PR #379, opened 2020-05-25
Add a glossary to the documentation

djee-ms:
Add a new documentation page containing a glossary of common WebRTC
concepts explained.

### DIFF
--- a/docs/manual/glossary.md
+++ b/docs/manual/glossary.md
@@ -25,7 +25,7 @@ A local media track is a [_media track_](#media-track) whose source is local to 
 
 ### Media
 
-The term _media_ refers to either or both of _audio_ and _video_. It does **not** encapsulate [_data channels_](#data-channel).
+The term _media_ refers to either or both of _audio_ and _video_. It does **not** include [_data channels_](#data-channel).
 
 ### Media track
 
--- a/docs/manual/glossary.md
+++ b/docs/manual/glossary.md
@@ -1,0 +1,78 @@
+---
+uid: glossary
+---
+
+# Glossary
+
+## D
+
+### Data channel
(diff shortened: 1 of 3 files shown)


djee-ms:
This makes it easier to reference the explanations from the various tutorials rather than repeat them in each tutorial.

image

docs/manual/glossary.md
```diff
@@ -0,0 +1,78 @@
+---
+uid: glossary
+---
+
+# Glossary
+
+## D
```
fibann, line 7: nit: do we really need letter sections? There are < 10 entries and just one for (almost) every letter.

docs/manual/glossary.md
```diff
@@ -0,0 +1,78 @@
...
+> See also
+>
+> - [_media track_](#media-track)
+> - [_remote media track_](#remote-media-track)
+
+## M
+
+### Media
+
+The term _media_ refers to either or both of _audio_ and _video_. It does **not** encapsulate [_data channels_](#data-channel).
```
fibann, line 28:
```suggestion
The term _media_ refers to either or both of _audio_ and _video_. It does **not** include [_data channels_](#data-channel).
```
Note sure "encapsulate" is correct here.

docs/manual/glossary.md
djee-ms: I find readability much better. This also prevents the right-side menu from being one long flat list. Glossary generally have per-letter grouping/section too. I'm also hopeful we can add more definitions as needed.

docs/manual/glossary.md
djee-ms: Fixed.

§

Every line of the material above must be duplicated exactly.

Expected answer:
PR #379, opened 2020-05-25
Add a glossary to the documentation

djee-ms:
Add a new documentation page containing a glossary of common WebRTC
concepts explained.

### DIFF
--- a/docs/manual/glossary.md
+++ b/docs/manual/glossary.md
@@ -25,7 +25,7 @@ A local media track is a [_media track_](#media-track) whose source is local to 
 
 ### Media
 
-The term _media_ refers to either or both of _audio_ and _video_. It does **not** encapsulate [_data channels_](#data-channel).
+The term _media_ refers to either or both of _audio_ and _video_. It does **not** include [_data channels_](#data-channel).
 
 ### Media track
 
--- a/docs/manual/glossary.md
+++ b/docs/manual/glossary.md
@@ -1,0 +1,78 @@
+---
+uid: glossary
+---
+
+# Glossary
+
+## D
+
+### Data channel
(diff shortened: 1 of 3 files shown)


djee-ms:
This makes it easier to reference the explanations from the various tutorials rather than repeat them in each tutorial.

image

docs/manual/glossary.md
```diff
@@ -0,0 +1,78 @@
+---
+uid: glossary
+---
+
+# Glossary
+
+## D
```
fibann, line 7: nit: do we really need letter sections? There are < 10 entries and just one for (almost) every letter.

docs/manual/glossary.md
```diff
@@ -0,0 +1,78 @@
...
+> See also
+>
+> - [_media track_](#media-track)
+> - [_remote media track_](#remote-media-track)
+
+## M
+
+### Media
+
+The term _media_ refers to either or both of _audio_ and _video_. It does **not** encapsulate [_data channels_](#data-channel).
```
fibann, line 28:
```suggestion
The term _media_ refers to either or both of _audio_ and _video_. It does **not** include [_data channels_](#data-channel).
```
Note sure "encapsulate" is correct here.

docs/manual/glossary.md
djee-ms: I find readability much better. This also prevents the right-side menu from being one long flat list. Glossary generally have per-letter grouping/section too. I'm also hopeful we can add more definitions as needed.

docs/manual/glossary.md
djee-ms: Fixed.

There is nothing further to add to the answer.